One of the major hurdles manufacturers face is attempting to get a medical device to market in the fastest way possible. This is easier said than done. Roadblocks to this goal can include parts that, once at the manufacturing stage, are not performing as designed. This could be due to a material selection that can’t hold a specified tolerance or the manufacturing cost and timeframes originally estimated can’t be met without major redesigns and testing. This not only hampers any hope of meeting a desired timeframe, if a medical device can’t get out the door quickly it can actually derail other essential things, such as outside funding sources and investors.
According to Medical Product Outsourcing (MPO), “In the medical device market, especially with regulatory burdens and cost oversights, speed is everything: speed of design, speed to prototype, speed to market – another advantage lasers typically have over other machining methods [such as Swiss machining and electrical discharge machining].”
For any new medical product, the development process centers on successfully, and without delay, getting through the FDA requirements. That’s why a manufacturer that can quickly provide quality prototype parts is critical to this process. What’s more, the ability to manufacture and deliver parts within the required timeframes for life saving use in a hospital operating room is just as essential to the success of any medical device.
While speed to market for a medical device is one of the ultimate goals, there are periods during product development to take it slow and work out the details to avoid problematic issues later on at the manufacturing stage.
According to a recent article about risk mitigation in Med Device Online, “Medical device product development can go very fast – up until design verification and design validation. These stages are common points where development slows a bit. This is logical, because verification and validation (V&V) often involve a lot of formal testing activities … you want V&V to be smooth and somewhat predictable. Specifically, spend more time defining design inputs. Design inputs are the key to your success.”
The article concludes by stating, “Here’s the big secret: You should be using prototypes to help define your design inputs and, as you are creating those design inputs, you should know how you plan to verify. Furthermore, you should be using those prototypes to conduct “mini” bench tests and evaluations to help establish design verification methods.”
The Laser Light Technologies difference for your medical device.
Laser Light Technologies utilizes high-technology laser micromachining solutions to solve the most complex problems faced by our medical device clients.
We work with you through a consultative process to deliver the right solution that best meets your requirements.

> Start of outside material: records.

PR #2321, opened 2026-07-13
MobX crop store for Image Cropper

rahmanunver:
### Pull request type

---

### Description

Stacked on top of the Image Cropper PR (`feat/image-cropper-polish-rotate-bw`) — base is set to that branch, so this diff shows **only** the MobX refactor, not the base PR's changes.

**Why.** Review feedback flagged that the widget's state had become too coupled to React. `ImageCropperContainer` carried five state-mirroring refs (`committedCropRef`, `zoomRef`, `grayscaleRef`, `liveCropRef`, `zoomAnchorRef`) plus two callback mirrors (`markInternalRef`, `showPreviewRef`). They existed only because `applyCrop` was a stable-identity `useCallback` (kept stable for the 400ms auto-apply debouncer) and therefore couldn't read current state through its stale closure. A MobX store method reads `this.zoom` directly, so the refs are no longer needed.

**Moved into `ImageCropperStore` (MobX):** the crop-domain working state — `liveCrop`, `committedCrop`, `zoomAnchor` (`observable.ref`), `zoom`, `grayscale` (`observable`) — plus `aspect` (`computed`) and the crop operations as actions (`setZoom`, `commitCrop`, `toggleGrayscale`, `rotate`, `reset`, `initFromImageLoad`, `onImageChanged`). The store also owns the debounce + auto-apply gate (absorbing `useAutoApplyCrop`). Crop ops are now plain calls like `store.setZoom(v)` / `store.rotate(90)`.

**Stayed normal React state (imperative / DOM-bound):** the `imageRef` DOM node, `usePreviewSrc` (blob object-URL lifecycle), `useOriginalImage` (fetch + unmount cleanup + internal-change flag), and `CropArea`'s local DOM-measurement state. These are injected into the store via `setDeps`. Config props are read live through the mobx-kit gate, not copied into observables.

**Controlled/uncontrolled unchanged.** The only externally controlled value is `props.image` (Mendix `EditableValue`); zoom/rotation/grayscale/crop are internal. Inbound image changes sync through one `uri`-keyed effect calling `store.onImageChanged()`; outbound writes go `markInternalChange()` → `setValue()`, with the internal-change flag absorbing the resulting `uri` change so there's no feedback loop. No reactions used for prop syncing.

**Preview stays an async action, not a computed** — `cropImage`/`rotateImage` are async canvas operations reading a live DOM ``, so they can't be a pure synchronous computed.

**Removed:** the 5 mirror refs + 2 callback mirrors, and the `useAutoApplyCrop` / `useImageCropperState` hooks (subsumed by the store). `ImageCropperContainer` is now an `observer` wired via the shared `widget-plugin-mobx-kit` gate pattern (`GateProvider` + `useConst` + `useSetup`), matching `custom-chart-web`.

**Public API unchanged** — no XML/props changes; widget behavior is identical.


leonardomendix (approved):

packages/pluggableWidgets/image-cropper-web/src/components/ImageCropperContainer.tsx
```diff
@@ -293,41 +76,37 @@ export function ImageCropperContainer(props: ImageCropperContainerProps): ReactE
...
                 boundaryHeight={props.boundaryHeight}
-                onImageLoad={handleImageLoad}
-                zoom={state.zoom}
+                onImageLoad={(percentCrop, pixelCrop) => store.initFromImageLoad(percentCrop, pixelCrop)}
+                zoom={store.zoom}
                 minZoom={Number(props.minZoom)}
                 maxZoom={Number(props.maxZoom)}
-                setZoom={handleZoomChange}
-                zoomAnchor={zoomAnchor}
+                setZoom={next => store.setZoom(typeof next === "function" ? next(store.zoom) : next)}
```
r0b1n: Does this prop have to be so complicated? Maybe we can simplify it down the road

packages/pluggableWidgets/image-cropper-web/src/components/CropArea.tsx
r0b1n, line 65: Should those calculations also be part of mobx?

r0b1n, line 58: And those

packages/pluggableWidgets/image-cropper-web/src/components/ImageCropperContainer.tsx
```diff
@@ -338,12 +117,12 @@ export function ImageCropperContainer(props: ImageCropperContainerProps): ReactE
...
-                onZoomChange={handleZoomChange}
-                onRotateLeft={() => handleRotate(-90)}
-                onRotateRight={() => handleRotate(90)}
-                onToggleGrayscale={handleToggleGrayscale}
-                onReset={handleReset}
+                onZoomChange={zoom => store.setZoom(zoom)}
+                onRotateLeft={() => store.rotate(-90)}
+                onRotateRight={() => store.rotate(90)}
+                onToggleGrayscale={() => store.toggleGrayscale()}
+                onReset={() => store.reset()}
```
r0b1n, line 124: Maybe we can pass down the store instead of mapping every prop and method.

packages/pluggableWidgets/image-cropper-web/src/components/ImageCropperContainer.tsx
rahmanunver: Changed, moved the updater resolution into the store.

packages/pluggableWidgets/image-cropper-web/src/components/CropArea.tsx
rahmanunver: Intentionally view-local. displaySize comes from the loaded  and feeds the  sizing + the stray-click guard (isStrayCrop) before crops reach the store, so the store never needs it. CropArea is also rendered store-free by the editor preview, so this stays reusable without a store.

rahmanunver: same as previous

packages/pluggableWidgets/image-cropper-web/src/components/ImageCropperContainer.tsx
rahmanunver: Considered it. Doable for CropToolbar, but it'd couple the toolbar to the store (as an observer), labels still come from props. Container wiring is intentional, and CropArea can't take a store anyway (editor preview has none). I'm leaving the mapping.

r0b1n (approved):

This is why every part or device micromanufactured at Laser Light is proven ready to succeed in the most demanding medical environments.
As a full service, laser micro manufacturing solutions provider, we achieve success by taking your design and validating part manufacturability. It’s a collaborative effort with your team and ours. It includes in-depth design consultation and prototype development that takes your medical device from idea to working prototype within our laser laboratory – all to make sure your part performs as designed.
Whether it’s metals, polymers, alloys or even proprietary material, we have solutions for laser micromachining virtually any material. Our solutions deliver precision drilling and cutting features such as holes, slots and curved patterns down to 3µm.
We even conduct a manufacturability assessment. Here we gather information on costing, timing, and feasibility data in order to advise the best path to take for ideal manufacturing outcomes. The results also allow us to recommend the right materials to use and what laser system solution (contract manufacturing or laser systems integration) is best for your desired objectives. Only then can production begin and your manufacturing objectives be achieved.
The Laser Light Difference is that we leave nothing to chance or guesswork. We put a lot of thinking, backed by 30 years of experience, into every medical device for a very important reason: it provides the lifesaving chance every patient deserves. That’s exactly what we deliver at Laser Light Technologies.